Hujan pun berhenti, berubah menjadi gerimis. Gerimis juga merupakan bagian dari hujan, jadi aku tetap menyukainya. Kutatap sekelilingku. Pertigaan ini memang selalu sepi. Jarang terjadi suasana bising, apalagi kegaduhan. Jalan klasik peninggalan Belanda dahulu, menjadi daya tarik. Pelukis – pelukis jalanan menjajakan karya mereka dengan harapan sang kolektor akan melirik dan membeli semua karya mereka. Café – café unik berjajar di salah satu ruas jalan. Tetap saja sepi.

 

Beberapa muda – mudi tampak melangkahkan kaki mereka menuju café – café tersebut. Aku ingat. Hari ini kan malam minggu, pasti sebentar lagi pertigaan yang sepi ini akan ramai dikunjungi para muda – mudi. Hujan berhenti.Bergegas aku naik ke lantai atas bangunan yang kucintai ini. Ke balkon utama.Keindahan Tuhan itu terlihat dengan elok.Pelangi.Tak henti – henti aku menatapnya.Sesekali, aku memotretnya dengan kamera SLR ku.Bila dilihat lagi, sebagian besar bahkan 90% memori kameraku berisi foto pelangi, dan foto saat hujan.Dimana lagi kalau bukan berlokasi di pertigaan ini.

 

Hari sudah semakin sore .Aku memutuskan untuk pulang.Segera kulangkahkan kaki keluar bangunan.

 

“ Hey” sapa seseorang yang menyadarkanku  bahwa aku tidak sendiri disini. Aku menengok sedikit lalu mengalihkan pandanganku ke jalanan yang mulai ramai.

 

“ Maaf.” Ucap orang itu kembali.Perlahan kulirik dia. Seorang pemuda yang kutebak usianya tak jauh dariku.
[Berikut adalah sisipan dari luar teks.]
PR #2102, opened 2015-01-10
Update fact-installation-directories.rst

sclaughl:
Made 'user' singular as it should be.


sclaughl:
Extremely trivial change that makes installation docs easier to read and understand.

kay-kim:
Merged.  Thank you.

PR #1056, opened 2026-07-02
Keep a pin field's current value selectable when it sits on a reserved pin

bdraco:

A reserved pin option (available: false) is disabled unless the board's locked_pins rescues it for the section being edited. When a field's current value lands on a reserved pin outside that set, from a hand edited YAML or a board manifest preset missing its lock, the selected option was disabled and the wa-select head rendered blank, hiding the real config value; this is how the Apollo ESK-1 accessory power switch showed an empty Pin field. Add the current value's GPIO to the rescue set so its option stays pickable and the value always renders, while every other reserved pin stays disabled. The manifest side of the ESK-1 case is fixed in esphome/device-builder#1800, which also adds a validator guard; this change covers the hand edited YAML case that no manifest fix can. Verified in the live dashboard with a config pointing at a reserved pin the board locks to a different section.

- companion backend PR: esphome/device-builder#1800

## Types of changes

## Checklist

- [x] `npm run lint` passes.
- [x] `npm run test` passes.

### DIFF
--- a/src/components/device/config-entry-pin-renderer.ts
+++ b/src/components/device/config-entry-pin-renderer.ts
@@ -42,9 +42,10 @@ interface PinOptionView {
   warn: boolean;
   /** Board-unavailable (occupied / tied to flash) — grouped under "Reserved". */
   reserved: boolean;
-  /** Non-selectable. A reserved pin is disabled *except* when it's locked to the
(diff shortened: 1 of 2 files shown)


esphbot (approved):
No blocking issues found.

PR #1057, opened 2026-07-02
Reuse the full board body when re-entering the wizard setup step

### LINKED ISSUE #1798: [Bug] First-device wizard: going back from the Wi-Fi credentials step then forward again gets stuck, next step never shows
### What happened?

During first device creation, using the back button on the Wi-Fi credentials step breaks the wizard. Going forward again never loads the next step.

1. Fresh setup, create your first device
2. Click **Finish setup**, it advances to the Wi-Fi credentials section
3. Click back
4. Try to go forward again
5. The install is stuck, the next config flow never shows

Screenshot below.

Image

### Dashboard version

1.0.25 (ESPHome 2026.6.4)

### How did you install it?

Desktop app

### Where is it running?

Local — Windows

### Relevant logs / errors

None captured.

bdraco:

During first-device creation the setup wizard advances to the Wi-Fi credentials step, but pressing the header back arrow and re-picking the same board dropped that step and dead-ended the flow.

The Wi-Fi step only shows when the setup step reads `board.requires_wifi === true`, which is a full-body field derived only by `boards/get_board`; the picker emits slim `getBoards` entries whose `requires_wifi` hydrates to `false`. On first entry the dialog upgrades the slim entry to the full body, so the step shows. But it tracked that upgrade with a single-id flag, so after backing out to the picker and re-selecting the same board the upgrade was skipped and `_selectedBoard` was left as the slim entry; `requires_wifi` went `false` and the Wi-Fi step silently disappeared.

Cache fetched full bodies by id and reuse them on re-entry, so setup is never entered on a slim entry. A regression test drives back-then-re-pick and asserts the full body (with `requires_wifi`) is used, and that the cached body avoids a redundant refetch.

- fixes esphome/device-builder#1798

## Types of changes

## Checklist

- [x] `npm run lint` passes.
- [x] `npm run test` passes.

### DIFF
--- a/src/components/wizard/create-config-dialog.ts
+++ b/src/components/wizard/create-config-dialog.ts
@@ -80,9 +80,11 @@ export class ESPHomeCreateConfigDialog extends LitElement implements ImportFlowH
   @state()
   private _selectedBoard: BoardCatalogEntry | null = null;
 
-  /** Board id whose full body has already been fetched into `_selectedBoard`,
-   *  so re-entering the setup step doesn't refetch (getBoard is uncached). */
-  private _upgradedBoardId: string | null = null;
+  /** Full board bodies already fetched, keyed by id, so re-entering the setup
+   *  step reuses the full body (getBoard is uncached) rather than the slim
+   *  picker entry — whose `requires_wifi` hydrates to false and would drop the
+   *  Wi-Fi step on a back-then-re-pick of the same board. */
+  private _fullBoardById = new Map<string, BoardCatalogEntry>();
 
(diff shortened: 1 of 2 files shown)


esphbot (approved):
No blocking issues found.

bdraco:
Good catch on the cache-key asymmetry. Fixed in b76fb62a: the store now keys on the slim entry's `board.id` (matching the lookup and `openWithBoard`) instead of `full.id`, so an id the backend canonicalizes still hits the cache on re-pick.

esphbot (approved):
No blocking issues found.

PR #1060, opened 2026-07-03
Split BoardCatalogEntry into SlimBoard and the full body type

### LINKED ISSUE #1058: Split BoardCatalogEntry into distinct SlimBoard / FullBoard types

Wajahnya bersih, matanya bersinar dibalik kacamata yang ia kenakan.

 

“ Maaf untuk apa?” tanyaku.

 

“ Maaf kalau aku mengganggumu” Jawabnya.

 

“ Never mind “ Balasku.

 

“ Sendirian?”Tanyanya.Aku mulai menjaga jarak dengannya.

 

“Orang asing “ Batinku.

 

“ Kelihatannya?” jawabku.

 

“ Kelihatan sendirian” ucapnya.

 

“ Namaku Guntur” Ia mengulurkan tangan.

 

“ Siapa?” ucapku .

 

” Guntur” jawabnya.

 

“ Siapa yang nanya?!” Tambahku.Ia tertawa untuk sebuah hal yang kurasa sangat tidak lucu. Aku mengambil ancang – ancang untuk berjalan cepat .

 

“ Tunggu !” Ucapnya.

 

“ Aku bukan orang jahat, Jika kamu berkenan, boleh aku mengantarmu pulang?” tanyanya.

 

“Tidak usah ,terimakasih “ Aku segera berlari menuju rumah.

 

Mingggu pagi yang cerah.Siang menuju sore pasti hujan.Aku menantikan saat – saat itu.Benar saja, pukul 15.00 hujan turun.Aku melangkah menuju simpang tiga. Di depan pintu bangunan, aku melihatnya lagi. Orang yang sangat menyebalkan itu ada lagi.

Baca:  PELAJARAN BERHARGA

 

“ Hey” sapanya.

 

“ Mau apa lagi? “ tanyaku.

 

“ Jangan takut Awan” jawabnya. Darimana ia tahu namaku? Aku tidak memakai seragam dan tanda pengenal apapun.

 

“ Darimana kau tahu namaku?” tanyaku. Ia hanya tersenyum. Terbesit di dalam hatiku, dia adalah orang baik – baik.Aku tidak perlu bersikap kasar lagi padanya.Aku meyakini itu.

 

“ Baiklah, tidak usah diperpanjang” jawabku. Nampak ia pun membawa kamera di tangannya.

 

“ Ayo kita foto pelangi, siapa paling banyak dia yang menang “ ucapnya. Aku menyetuji ucapannya.Bunda, apakah aku salah?Kami melangkah ke atas. Bersama – sama mengabadikan momen momen indah saat putri langit muncul.

 

“ 25 foto” jawabku seraya menjentikan jari.

 

“ Ok aku kalah “ jawabnya.

 

“ Aku antar kamu pulang sebagai hadiah” Ia melanjutkan. Aku termenung.Tidak seharusnya aku menyetujui penawarannya.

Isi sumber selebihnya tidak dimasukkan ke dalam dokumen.